Sono luoghi di cui si
parla poco, quasi isole felici, che raramente appaiono sulle cronache
perché "scopritori" e frequentatori, forse temendo il
contagio di masse anonime e rumoreggianti, sembrano viverli in gelido
riserbo.
Capodimonte è uno di
questi luoghi, e chi non ne conosce la storia può essere tratto
facilmente in inganno, sottovalutandolo: poco o nulla, infatti, parla
nel paese dei fasti trascorsi; quasi un silenzio complice che, se da un
lato ne accresce il fascino, dall'altro ne sminuisce ingiustamente
l'importanza.
C'è la Rocca - che pochi
sanno essere dei Farnese - qualche palazzo nobiliare, tre chiese.
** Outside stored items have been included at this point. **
PR #1687, opened 2023-05-17
Set custom configuration directory via environment variable

Rubo3:
This PR adds a new check for the configuration directory via the `SINGULARITY_CONFIGDIR` environment variable, which is checked before the current user's home directory in `sysfs.configDir()`. This is useful if one does not want `.singularity` in their home directory, and can be used to enforce the XDG config directory of the [XDG Base Directory specification](https://specifications.freedesktop.org/basedir-spec/basedir-spec-latest.html) defining `SINGULARITY_CONFIGDIR=$XDG_CONFIG_HOME/singularity`.
This environment variable complements `SINGULARITY_CACHEDIR`, which can be used to do the same for the XDG cache directory with `SINGULARITY_CACHEDIR=$XDG_CACHE_HOME/singularity`.

### DIFF
--- a/e2e/cmdenvvars/cmdenvvars.go
+++ b/e2e/cmdenvvars/cmdenvvars.go
@@ -263,10 +263,10 @@ func (c ctx) testSingularityConfigDir(t *testing.T) {
 	// Test plan:
 	//
 	// - create a temporary directory to be the configuration directory
-	// - set the SINGULARITY_CONFIGDIR environment variable
-	//   to that temporary directory
 	// - run 'singularity remote list' to create the remote.yaml
-	//   file inside the configuration directory
+	//   file inside the configuration directory, with the
+	//   SINGULARITY_CONFIGDIR environment variables set to that temporary
+	//   directory
 	// - assert that the file has been created
 	//
 	// If the file is in the temporary directory, it means
@@ -276,13 +276,13 @@ func (c ctx) testSingularityConfigDir(t *testing.T) {
 	configDir, cleanup := setupTemporaryDir(t, c.env.TestDir, "config-dir")
 	defer cleanup(t)
 
-	os.Setenv("SINGULARITY_CONFIGDIR", configDir)
-
+	environ := append(os.Environ(), fmt.Sprintf("SINGULARITY_CONFIGDIR=%s", configDir))
 	c.env.RunSingularity(
 		t,
 		e2e.WithProfile(e2e.UserProfile),
 		e2e.WithCommand("remote"),
 		e2e.WithArgs("list"),
+		e2e.WithEnv(environ),
 		e2e.ExpectExit(0),
 	)
 
--- a/e2e/cmdenvvars/cmdenvvars.go
+++ b/e2e/cmdenvvars/cmdenvvars.go
@@ -270,11 +270,24 @@ func (c ctx) testSingularitySypgpDir(t *testing.T) {
 }
 
 func (c ctx) testSingularityConfigDir(t *testing.T) {
+	// Test plan:
+	//
+	// - create a temporary directory to be the configuration directory
+	// - set the SINGULARITY_CONFIGDIR environment variable
+	//   to that temporary directory
+	// - run 'singularity remote list' to create the remote.yaml
+	//   file inside the configuration directory
+	// - assert that the file has been created
+	//
+	// If the file is in the temporary directory, it means
+	// singularity followed the SINGULARITY_CONFIGDIR environment
+	// variable (checked in pkg/syfs) to set the configuration directory.
+
 	configDir, cleanup := setupTemporaryDir(t, c.env.TestDir, "config-dir")
 	defer cleanup(t)
-	
+
 	os.Setenv("SINGULARITY_CONFIGDIR", configDir)
-	
+
 	c.env.RunSingularity(
 		t,
 		e2e.WithProfile(e2e.UserProfile),
@@ -282,7 +295,7 @@ func (c ctx) testSingularityConfigDir(t *testing.T) {
 		e2e.WithArgs("list"),
 		e2e.ExpectExit(0),
 	)
-	
+
 	remotePath := filepath.Join(configDir, "remote.yaml")
 	if _, err := os.Stat(remotePath); os.IsNotExist(err) {
 		t.Fatalf("failed to find remote.yaml (expected: %s)", remotePath)
@@ -300,6 +313,6 @@ func E2ETests(env e2e.TestEnv) testhelper.Tests {
 		"SINGULARITY_CACHEDIR":      c.testSingularityCacheDir,
 		"singularity disable cache": c.testSingularityDisableCache,
 		"SINGULARITY_SYPGPDIR":      c.testSingularitySypgpDir,
-		"SINGULARITY_CONFIGDIR":     c.testSingularityConfigDir,
+		"config directory":          c.testSingularityConfigDir,
 	}
 }
--- a/e2e/cmdenvvars/cmdenvvars.go
+++ b/e2e/cmdenvvars/cmdenvvars.go
@@ -6,6 +6,7 @@
 package cmdenvvars
 
 import (
+	"fmt"
 	"os"
 	"path/filepath"
 	"testing"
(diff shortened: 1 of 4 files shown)


pkg/syfs/syfs.go
```diff
@@ -43,20 +43,26 @@ func ConfigDir() string {
 }
 
 func configDir() string {
-	user, err := user.Current()
-	if err != nil {
-		sylog.Warningf("Could not lookup the current user's information: %s", err)
+	configDir := os.Getenv("SINGULARITY_CONFIGDIR")
+	if configDir == "" {
+		sylog.Warningf("Environment variable SINGULARITY_CONFIGDIR is not set")
```
dtrudg, line 48: This shouldn't be a warning. Most users will not set the environment variable, so we don't want a warning every time singularity is run by them.

pkg/syfs/syfs.go
```diff
@@ -43,20 +43,26 @@ func ConfigDir() string {
...
+
+			return filepath.Join(cwd, singularityDir)
 		}
 
-		return filepath.Join(cwd, singularityDir)
+		return filepath.Join(user.HomeDir, singularityDir)
 	}
-
-	return filepath.Join(user.HomeDir, singularityDir)
+	return configDir
```
dtrudg, line 65: This is a long way from where `configDir` is extracted from the environment variable. It would be better to handle the case that the environment variable is set at the top of the function, returning as soon as possible.

That change would make the flow through the function easier to read, and remove one level of nesting.

pkg/syfs/syfs.go
```diff
@@ -43,20 +43,26 @@ func ConfigDir() string {
 }
 
 func configDir() string {
-	user, err := user.Current()
-	if err != nil {
-		sylog.Warningf("Could not lookup the current user's information: %s", err)
+	configDir := os.Getenv("SINGULARITY_CONFIGDIR")
```
dtrudg, line 46: Ideally, declare a constant for `SINGULARITY_CONFIGDIR` and use it in the Getenv and any error messages.

We have other code that doesn't do this, but going forward we want to avoid hard coding these in multiple locations.

dtrudg (changes requested):
Hi @Rubo3 and thanks for the submission.

I've reviewed the code submitted, and I think a `SINGULARITY_CONFIGDIR` env var is a reasonable thing to introduce.

For the contribution to be accepted there would also need to be a test added to:

https://github.com/sylabs/singularity/blob/main/e2e/cmdenvvars/cmdenvvars.go

... which would set `SINGULARITY_CONFIGDIR`, run some kind of operation that will modify the config dir, and check that the expected files are at the correct location.

Stepping back a bit, the motivation here is to introduce the env var in order to honour the XDG dirs? We do have an aspiration (recorded somewhere... but I can't find it easily... will open an issue), to honour the XDG dirs by default in the next major version release of SingularityCE.

Is that something you would be interested in working on? Ideally we'd use....

* The SINGULARITY_CONFIGDIR / SINGULARITY_CACHEDIR locations if they are set.
* The existing .singularity locations for config and cache if they exist, for backward compatibility.
* The XDG .config / .cache locations otherwise.

Rubo3:
> Is that something you would be interested in working on?

Sure.

pkg/syfs/syfs.go
Rubo3: I thought that, too, but I didn't know if you would prefer a flat flow. Will change that.

dtrudg:
> > Is that something you would be interested in working on?
> 
> Sure.

Great! If you are able to tidy this PR as indicated in the comments then we can merge it for the `SINGULARITY_CONFIGDIR` support. Any work to honour XDG dirs by default should then be in a separate PR... as that'll be a behaviour change.

Rubo3:
> Ideally we'd use....
>
>    The SINGULARITY_CONFIGDIR / SINGULARITY_CACHEDIR locations if they are set.
>    The existing .singularity locations for config and cache if they exist, for backward compatibility.
>    The XDG .config / .cache locations otherwise.

`configDir` also checks the current directory. Do I have to keep it?

pkg/syfs/syfs.go
Rubo3: So it would be `Infof`?

dtrudg: No, please remove it. We don't want any output when singularity is using the default location.

dtrudg:
> > Ideally we'd use....
> > 
> > * The SINGULARITY_CONFIGDIR / SINGULARITY_CACHEDIR locations if they are set.
> > * The existing .singularity locations for config and cache if they exist, for backward compatibility.
> > * The XDG .config / .cache locations otherwise.
> 
> `configDir` also checks for the current directory. Do I have to keep it? It isn't included in the bulleted list above.

It needs to be kept in this PR... here we aren't dealing with any change in behaviour.

For the future PR handling the XDG dirs I think it's worth discussing. I'm not sure many people know about this behaviour, or use it. We'll have to open an issue to properly set out the behaviour needed for the XDG related PR, and we can ask for opinions there.

pkg/syfs/syfs.go
Rubo3: Ok

dtrudg:
> Understood.
> 
> > ... which would set `SINGULARITY_CONFIGDIR`, run some kind of operation that will modify the config dir, and check that the expected files are at the correct location.
> 
> Do you have any suggestions for the operation to perform?

One simple option would be to run `singularity remote list`, as this command will ensure that .singularity/remote.yaml is created.

Rubo3:
I added a test, but it seems I am not able to run them. From the root of the repo, `~/singularity`, with `make -C builddir e2e-test E2E_GROUPS=CMDENVVARS`, I get:

```bash
home.go:122: failed to change working directory: chdir /home/<my-user>/singularity/e2e: no such file or directory
```

Do you know what could be the error?

Rubo3:
@dtrudg the test I addedd passes. What do you think?

e2e/cmdenvvars/cmdenvvars.go
```diff
@@ -259,6 +259,39 @@ func (c ctx) testSingularitySypgpDir(t *testing.T) {
...
+	// - assert that the file has been created
+	//
+	// If the file is in the temporary directory, it means
+	// singularity followed the SINGULARITY_CONFIGDIR environment
+	// variable (checked in pkg/syfs) to set the configuration directory.
+
+	configDir, cleanup := setupTemporaryDir(t, c.env.TestDir, "config-dir")
+	defer cleanup(t)
+
+	os.Setenv("SINGULARITY_CONFIGDIR", configDir)
```
dtrudg, line 279: Because you set the environment variable, but do not unset it, it is causing later test to fail.

The best fix is to add something like...

```
	e2e.WithEnv(append(os.Environ(), fmt.Sprintf("SINGULARITY_CONFIGDIR=%s", configDir))
```

... to the RunSingularity call. This will ensure the environment is only set for that particular singularity invocation.

pkg/syfs/syfs.go
```diff
@@ -43,20 +44,24 @@ func ConfigDir() string {
...
 
+	cwd, err := os.Getwd()
+	if err == nil {
 		return filepath.Join(cwd, singularityDir)
 	}
-
-	return filepath.Join(user.HomeDir, singularityDir)
+	sylog.Warningf("Could not get current working directory: %s", err)
+	
+	return singularityDir
```
dtrudg, line 64: This is getting a bit complex to review, for what should be an isolated change, because it changes the order in which things are considered / returned. 

Because you are just adding an override with an env var, the safest thing to do here is just insert the block that handles the env var at the top of the function, and leave the rest of the function as-is, with no further changes.

I.E. add...

```
	configDir := os.Getenv(configDirEnv)
	if configDir != "" {
		return configDir
	}
```

... to the top, then leave everything else the same as it was.

dtrudg (changes requested):

dtrudg:
The lint check is also failing. Please see https://github.com/sylabs/singularity/blob/main/CONTRIBUTING.md for instructions on how to use the `gofumpt` tool to tidy the files that have been changed, so that they pass the lint check.

Rubo3:
Now all the checks pass.

dtrudg (approved):
Thanks for the contribution!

E se
chiediamo aiuto alla toponomastica cittadina, poco o nulla ne ricaviamo:
come in quasi tutti i Comuni d'Italia, c'è un viale Regina Margherita,
una Via Marconi, una Piazza Umberto I, seguiti dalle vie intestate ai
santi qui venerati, ma pochi, solo tre o quattro, a quanto ricordo, i
riferimenti a personaggi illustri (Via Annibal Caro, Via Puniatowsky,
Via Cesetti, Largo Pulicari) che hanno avuto a che fare con il luogo.
Non è indispensabile
essere esperti di toponimia per capire l'importanza che, talvolta, i
nomi delle vie cittadine possono avere. Non di rado, nei luoghi visitati
per lavoro o per diporto, sono stato messo in curiosità da nomi o fatti
a me sconosciuti; curioso per natura, non ho trascurato di documentarmi,
scoprendo cose che, oltre ad arricchirmi culturalmente, mi hanno
permesso di inquadrare quei luoghi in modo più preciso e consapevole.
Ma torniamo a Capodimonte
che, a dispetto della sua immotivata modestia, avrebbe i numeri per
surclassare, grazie alle sue più che illustri frequentazioni,
tantissimi paese se non addirittura città. Intorno al fulcro della
Rocca Farnese, infatti, ha ruotato, a partire dal 1400, uno stuolo di
figure illustri qui attratte dalla bellezza del luogo e dalla sua pace.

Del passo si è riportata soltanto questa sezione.